Third, encourage students to question boldly and cultivate innovative spirit.
The ancients said: "Learning is expensive and doubtful, learning is expensive and doubtful." With "doubt", we will find out what it is and gain new knowledge. It can be said that doubt is the beginning of innovation, solving doubts is the process of innovation, and answering questions is the result of innovation. Therefore, in teaching, teachers should pay attention to the cultivation of questioning spirit and ability, encourage students to question boldly, ask more "why" and "how to do it", dare to challenge authority and dare to ask questions that confuse teachers and classmates. Moreover, teachers should create more situations and opportunities for students to ask questions in class, transfer the right to ask questions from teachers to students, and let students develop the good habit of "being good at finding problems, daring to ask questions and daring to debate problems". Because only "doubt" can lead to "thinking", and generate can spark innovation and bring new dimensions to thoughts. At the same time, for students who love to ask "why" and strange questions, teachers should not pour cold water on their self-esteem, and the region should give guidance to protect their enthusiasm for asking questions. In addition, teachers should pay attention to the way of asking questions, let students solve their own doubts, and never help each other. For students who have devoted themselves to solving doubts, we should organize them to actively discuss, debate, turn over books to find information, etc. And try to find ways and means to solve the problem. They should be good at throwing students' questions and let them finish them themselves.
For example, why can't the denominator of a fraction be zero, and why should fractions with different denominators be added and subtracted first? As soon as the question was raised, the students were interested, active in thinking and active in speaking. Students' initiative has been brought into play, and they are more eager to learn, good at learning and willing to learn. Therefore, in the usual classroom teaching, we should be good at guiding students to question. Asking questions is the beginning of thinking and the foundation of innovation.
Fourth, carefully design open exercises to cultivate students' innovative consciousness.
A mathematician once said, "Mathematical exercises are like sharpening stones, which sharpen students' thinking. Open exercises such as "multiple solutions to one question, multiple questions and changing questions" are common in mathematics teaching, which are good materials for training students' innovative thinking and cultivating their innovative consciousness. Therefore, it is an effective way to cultivate students' innovative consciousness to fully express students' personality, stimulate innovation space, let students do it themselves, use their brains to talk, find problems and solve them. For example, after teaching the volume calculation of a cone, I designed an exercise to find the volume of a cone model with a ruler, a string and a rectangular container filled with water. The students had a heated discussion and finally came up with various schemes to find the volume of this cone. This kind of problems can not be solved simply by imitating examples and mechanically applying formulas, but by students' hands-on practice, comprehensive application of what they have learned and creative solution. As long as such exercises are carried out frequently, it will certainly promote the development of students' creative thinking.

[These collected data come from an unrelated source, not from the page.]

Issue #1708, opened 2018-09-10
blackboard letters should only be substituted with \mathbb in math mode


pzinn:
```
\text{ℤ}
```
produces
KaTeX parse error: Can't use function '\mathbb' in text mode at position 1: \̲m̲a̲t̲h̲b̲b̲{Z}
More generally, I think many of the macros defined in macros.js (L327-348) should only work in math mode, i.e., probably should be defined using defineSymbol in symbols.js (only guessing, don't have time to look in more detail).

kevinbarabash:
> More generally, I think many of the macros defined in macros.js (L327-348) should only work in math mode

It sounds like this is already the case since we're throwing a parse error.  What am I missing?

ronkok:
PR #1757 has resolved the issue with Unicode blackboard bold letters. They all now work in either text mode or math mode. There are a few script letters and three Fractur letters that are still implemented via macros that work only in math mode. So I've edited the title of this issue.

PR #1751, opened 2018-10-24
v0.10.0 release

ylemkimon:
Closes #1544.

* Fix multiple occurring hash replacement

Sorry this took so long. As @edemaine said in https://github.com/Khan/KaTeX/issues/1544#issuecomment-429547721, I think it's better to fix bugs later, if any.

PR #1757, opened 2018-10-28
Support blackboard bold in text mode

ronkok:
Support text mode for Unicode characters ℂℍℕℙℚℝℤℎ. Partially addresses issue #1708. 

As suggested by @pzinn, these definitions are now moved from `macros.js` to `symbols.js`. Issue #1708 also requested text mode for certain script and Fractur Unicode characters now defined in `macros.js`. `symbols.js` is not set up to easily accommodate script or Fractur, so I've left those to be done later.

Visual confirmation, given input ℂℍℕℙℚℝℤℎ\text{ℂℍℕℙℚℝℤℎ}:

bb


kevinbarabash:
I'm holding off on merging this until #1751 is merged.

In short, the times call for innovative talents, and innovative talents need education. School classroom is the main position to cultivate students' innovative consciousness and ability and teach students innovative methods. Every educator should be based on cultivating students' innovative ability, boldly reform classroom teaching, guide students to explore and innovate in a timely and appropriate manner, and cultivate more innovative new people of the times for the new century.